__EXERCISE AIM__. Lines from the one containing "- Update active" to the end of the entries below must be reproduced exactly, with both end lines kept and no other line added.

__MATERIALS PROVIDED__.
PR #7020, opened 2026-06-01
refactor!: separate memtable row position from row ids

yanghua:
## Summary

  Separates active MemTable internal row positions from public Lance `_rowid` / `_rowaddr` semantics.

  - Add an internal `__memwal_row_position` column for MemWAL dedup/order logic
  - Keep public active MemTable `_rowid` / `_rowaddr` outputs nullable instead of using row positions
  - Update active point lookup and vector search dedup to use the internal row position column
  - Generalize `WithinSourceDedupExec` from row-address ordering to ordering-column based dedup
  
  ## Breaking changes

__PROBLEM SOLUTION__.
  - Update active point lookup and vector search dedup to use the internal row position column
  - Generalize `WithinSourceDedupExec` from row-address ordering to ordering-column based dedup
  
  ## Breaking changes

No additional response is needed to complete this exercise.